Asked by on with 1 answer:

Does marriage mean you have zero privacy? We have been married for 7 years. I first found out he spies on me after our first year of marriage. He looks on the computer to see every place I visit on the web etc. He continues to do this and I do not feel it is fair that he invades my privacy. He has gone so far to say that he finds it strange I have a password on my email account?? I had email before I married him so by marrying him I no longer have my own email account? To my knowledge most everyone married or not has their own? This invasion has made me feel like a prisoner almost because it goes beyond that. If I don’t answer my cell phone all everytime he has called I get questioned… What does this mean?

My husband spies on me.

Answered by on -

A.

What it means is that your husband has serious issues around trust. I don’t know what has made him so fearful of abandonment. I do know that the very things he is doing to keep you close are putting distance between you. Of course you have a right to some privacy and some personal space.

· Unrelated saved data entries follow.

PR #25, opened 2026-02-03
fix(anthropic): handle []string type for tool required fields & improving overal tests

agpituk:
## Summary

- Fix bug where tool `required` fields defined as `[]string` in Go code were silently ignored
- Add comprehensive test coverage for tool conversion and agent loop scenarios

## Changes

- **fix(anthropic)**: Add type switch in `convertTool` to handle both `[]string` (Go-defined) and `[]any` (JSON-unmarshaled) for the required field
- **test(fixtures)**: Add `CalculatorTool`, `MockWeatherResult`, and `MockCalculatorResult` helpers
- **test(anthropic)**: Add `TestConvertTool` unit tests and `TestIntegrationAgentLoop` / `TestIntegrationAgentLoopMultipleParams` integration tests
- **test(openai)**: Add `TestConvertTools` unit tests and matching agent loop integration tests

## Testing

- `make test-unit` - all unit tests pass
- `make test` - integration tests verify full agent loop with real API calls

## Checklist

### DIFF
--- a/internal/testutil/fixtures.go
+++ b/internal/testutil/fixtures.go
@@ -2,6 +2,7 @@
 package testutil
 
 import (
+	"fmt"
 	"os"
 	"time"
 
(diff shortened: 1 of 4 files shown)


internal/testutil/fixtures.go
```diff
@@ -179,6 +180,69 @@ func DateTool() providers.Tool {
 	}
 }
 
+// CalculatorTool returns a calculator tool with multiple parameters for testing.
+// This tool is useful for verifying that parameter order and required fields
+// are correctly preserved during conversion.
+func CalculatorTool() providers.Tool {
+	return providers.Tool{
```
peteski22: In test code we should always make sure that we're really clear with the naming, so `TestSomething` or `MockSomething` etc.

If this is a helper function then we should also make sure we're:

* Supplying `t *testing.T` as the 1st parameter to the function
* Calling `t.Helper()` as the first thing in the function


```suggestion
func NewTestCalculatorTool(t *testing.T) providers.Tool {
    t.Helper()

	return providers.Tool{
```

https://cs.opensource.google/go/go/+/refs/tags/go1.25.6:src/testing/testing.go;l=1260-1262

Will need to update Go doc and call sites.

internal/testutil/fixtures.go
```diff
@@ -179,6 +180,69 @@ func DateTool() providers.Tool {
...
+	return `{"result": ` + formatFloat(result) + `}`
+}
+
+// formatFloat formats a float for JSON output.
+func formatFloat(f float64) string {
+	if f == float64(int(f)) {
+		return fmt.Sprintf("%.0f", f)
+	}
+	return fmt.Sprintf("%g", f)
+}
```
peteski22: Pass in `t *testing.T` for `t.Helper()`.

providers/anthropic/anthropic.go
```diff
@@ -524,11 +524,15 @@ func convertTool(tool providers.Tool) anthropic.ToolUnionParam {
 		inputSchema.Properties = props
 	}
 	if req, ok := tool.Function.Parameters["required"]; ok {
```
peteski22: You should check if `tool.Function.Parameters` is `nil` (as it's a map, which is represented by a pointer).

But if you are fighting about that, you won’t get anywhere. The two of you need to deal directly with how to give him the reassurance he needs while still acknowledging that you are each separate people as well as partners.
I wish you well.
Dr. Marie

My husband spies on me.

Dr. Marie Hartwell-Walker

Dr. Marie is licensed as both a psychologist and marriage and family counselor. She specializes in couples and family therapy and parent education. Follow her on Facebook or Twitter.

APA Reference
Hartwell-Walker, D. (2018). My husband spies on me.. Psych Central. Retrieved on January 24, 2019, from https://psychcentral.com/ask-the-therapist/2007/03/09/my-husband-spies-on-me/
Scientifically Reviewed
Last updated: 8 May 2018
Last reviewed: By a member of our scientific advisory board on 8 May 2018
Published on Psych Central.com. All rights reserved.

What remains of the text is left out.